Data items
★ ★ ★

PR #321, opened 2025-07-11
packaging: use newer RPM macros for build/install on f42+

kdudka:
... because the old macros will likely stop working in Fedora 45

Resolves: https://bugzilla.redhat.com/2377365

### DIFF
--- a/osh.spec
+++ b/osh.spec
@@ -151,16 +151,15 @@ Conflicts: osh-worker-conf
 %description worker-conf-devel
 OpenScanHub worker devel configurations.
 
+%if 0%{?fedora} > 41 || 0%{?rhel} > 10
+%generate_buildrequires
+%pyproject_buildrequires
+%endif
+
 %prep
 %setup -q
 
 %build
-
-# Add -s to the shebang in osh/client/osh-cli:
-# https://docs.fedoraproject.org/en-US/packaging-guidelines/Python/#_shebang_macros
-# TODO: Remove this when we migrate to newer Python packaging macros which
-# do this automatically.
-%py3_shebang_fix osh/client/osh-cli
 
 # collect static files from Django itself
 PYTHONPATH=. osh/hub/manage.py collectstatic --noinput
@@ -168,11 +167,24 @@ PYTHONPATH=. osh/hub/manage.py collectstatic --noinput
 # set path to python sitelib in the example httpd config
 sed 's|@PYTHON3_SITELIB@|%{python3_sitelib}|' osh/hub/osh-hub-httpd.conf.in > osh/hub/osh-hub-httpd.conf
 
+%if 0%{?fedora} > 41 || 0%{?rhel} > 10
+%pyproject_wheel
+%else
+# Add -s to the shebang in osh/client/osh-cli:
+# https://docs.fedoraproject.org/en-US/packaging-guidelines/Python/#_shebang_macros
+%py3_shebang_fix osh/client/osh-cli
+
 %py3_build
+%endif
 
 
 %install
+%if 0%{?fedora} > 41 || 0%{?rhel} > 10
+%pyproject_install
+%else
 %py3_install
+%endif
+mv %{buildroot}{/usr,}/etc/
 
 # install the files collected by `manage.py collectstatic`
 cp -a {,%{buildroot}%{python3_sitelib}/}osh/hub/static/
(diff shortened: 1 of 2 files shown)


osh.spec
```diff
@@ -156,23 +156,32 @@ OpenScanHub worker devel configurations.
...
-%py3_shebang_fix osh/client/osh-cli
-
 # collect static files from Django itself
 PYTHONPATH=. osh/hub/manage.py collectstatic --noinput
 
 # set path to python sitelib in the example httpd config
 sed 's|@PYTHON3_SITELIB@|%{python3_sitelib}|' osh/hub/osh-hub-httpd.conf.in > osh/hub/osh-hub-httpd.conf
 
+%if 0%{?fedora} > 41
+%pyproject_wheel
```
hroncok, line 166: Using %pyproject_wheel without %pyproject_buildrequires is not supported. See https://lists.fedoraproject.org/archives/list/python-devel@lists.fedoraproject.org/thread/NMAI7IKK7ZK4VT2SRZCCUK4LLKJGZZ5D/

★ ★ ★

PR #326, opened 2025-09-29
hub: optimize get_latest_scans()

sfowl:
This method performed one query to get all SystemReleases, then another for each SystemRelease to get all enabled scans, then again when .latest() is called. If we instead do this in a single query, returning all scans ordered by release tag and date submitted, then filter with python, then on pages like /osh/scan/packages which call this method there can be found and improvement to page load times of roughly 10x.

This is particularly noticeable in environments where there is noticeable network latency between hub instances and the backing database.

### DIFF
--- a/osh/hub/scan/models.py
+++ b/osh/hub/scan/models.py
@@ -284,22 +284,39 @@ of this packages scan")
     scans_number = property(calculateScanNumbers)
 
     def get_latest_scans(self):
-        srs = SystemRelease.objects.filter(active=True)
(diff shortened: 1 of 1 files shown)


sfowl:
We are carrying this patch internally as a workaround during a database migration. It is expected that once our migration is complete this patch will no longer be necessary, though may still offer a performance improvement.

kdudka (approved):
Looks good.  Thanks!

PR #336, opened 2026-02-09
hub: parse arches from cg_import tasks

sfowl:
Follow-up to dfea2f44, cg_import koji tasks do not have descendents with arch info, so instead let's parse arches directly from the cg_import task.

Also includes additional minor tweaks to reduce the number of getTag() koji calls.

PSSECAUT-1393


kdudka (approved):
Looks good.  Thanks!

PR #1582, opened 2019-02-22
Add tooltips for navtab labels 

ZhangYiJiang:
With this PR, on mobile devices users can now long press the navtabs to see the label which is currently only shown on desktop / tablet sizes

★ ★ ★

* _Exercise prompt_
Count the lines above that contain the word "opened". Give only the number.

* _Finished exercise_
4